Ich habe UltraMon ja installiert, aber ich weiß nicht, wie ich die von dir beschriebenen Profile erstelle, kannst du da eine Klick-Reihenfolge vielleicht schreiben ? Der Acer (PC) ist Desktop 1 und LG TV ist Desktop 2. Es sollen 3 Profile sein: Nur Acer GD245HQ ; Nur LG TV ; Acer GD245HQ - LG TV - dupliziert

Ich habe das nicht da gefunden. Per "Bildschirmauflösung" (Rechtsklick im Desktop) kann ich auch schon switchen (Gottseidank), aber per Verknüpfung wäre mir das doch sehr lieb. ^^

Klar, ist aktuell. HDCP funktioniert jetzt auch. Gab insgesamt eben Startschwierigkeiten, warum auch immer.


----------



## Invisible_XXI (5. Februar 2012)

*AW: 42LV4500 per HDMI an PC (GTX570) anschließen (Problem)*

ultramon starten, dann bekommst du ein monitorsymbol in der taskleiste neben der uhr angezeigt.
dort rechtsklick drauf --> anzeigeprofile --> anzeigeprofil erstellen.
ein profil aktivierst du dann entweder per ultramon, oder per verknüpfung auf die profildatei (oder wie in meinem fall mit einer sondertaste der tastatur, die die profildatei aufruft ) 
der rest ist selbsterklärend.

btw.: ultramon muss nicht mit windows gestartet werden, um profile auf diese art umzuschalten 

viel erfolg.


----------



## -MIRROR- (5. Februar 2012)

*AW: 42LV4500 per HDMI an PC (GTX570) anschließen (Problem)*



Invisible_XXI schrieb:


> ultramon starten, dann bekommst du ein monitorsymbol in der taskleiste neben der uhr angezeigt.
> dort rechtsklick drauf --> anzeigeprofile --> anzeigeprofil erstellen.
> ein profil aktivierst du dann entweder per ultramon, oder per verknüpfung auf die profildatei (oder wie in meinem fall mit einer sondertaste der tastatur, die die profildatei aufruft )
> der rest ist selbsterklärend.
> ...



Danke. Ist aber blöd gemacht, dass man ansonsten nicht zu den Anzeigeprofilen kommt, sondern nur durch den Rechtsklick. Die Profile funktionieren super und sind sogar etwas schneller. Mein Problem ist nur, dass wenn ich den Acer GD245HQ + LG 42LV4500 aktiviert habe, der LG TV nur erweitert dargestellt wird und nicht dupilziert. Wie kann ich denn duplizieren? Vom Erweitern habe ich nichts.


----------



## Invisible_XXI (5. Februar 2012)

*AW: 42LV4500 per HDMI an PC (GTX570) anschließen (Problem)*

den modus habe ich noch nie genutzt, da musst du also mal schauen...

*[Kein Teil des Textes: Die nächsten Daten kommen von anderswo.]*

PR #2646, opened 2022-01-18
refactor(engine-core): Cache `renderRoot` on the `VM` object

pmdartus:
## Details

The VM render root is the node used as container to render a given LWC component. It can either be a `ShadowRoot` if the component is a shadow DOM component or an `HTMLElement` in the case of a Light DOM component. The diffing algo needs the render root when starting the diffing to process to know where to render the template, but also when creating a new VNode.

für bluray empfehle ich dir ein zusätzliches profil anzulegen, bei dem der Tv mit 24hz angesprochen wird. und am tv dann ebenfalls 24hz einstellen. bei lg heißt das - zumindest bei mir - "echtes kino" oder so ähnlich. die meisten programme schalten nämlich bei bluray irgendwie nicht automatisch auf 24hz um -.-

und wie gesagt, mach dir eine verknüpfung zu den profilen oder leg sie auf shortcuts bzw. sondertasten. so lässt es sich ultra bequem umschalten


----------



## -MIRROR- (5. Februar 2012)

*AW: 42LV4500 per HDMI an PC (GTX570) anschließen (Problem)*



Invisible_XXI schrieb:


> den modus habe ich noch nie genutzt, da musst du also mal schauen...
> 
> für bluray empfehle ich dir ein zusätzliches profil anzulegen, bei dem der Tv mit 24hz angesprochen wird. und am tv dann ebenfalls 24hz einstellen. bei lg heißt das - zumindest bei mir - "echtes kino" oder so ähnlich. die meisten programme schalten nämlich bei bluray irgendwie nicht automatisch auf 24hz um -.-
> 
> und wie gesagt, mach dir eine verknüpfung zu den profilen oder leg sie auf shortcuts bzw. sondertasten. so lässt es sich ultra bequem umschalten



Was hätte es für einen Sinn ihn erweitert zu nutzen, also dupliziert. Na toll, da funkt sich bestimmt die Windows-Einstellung mit UltraMon dazwischen.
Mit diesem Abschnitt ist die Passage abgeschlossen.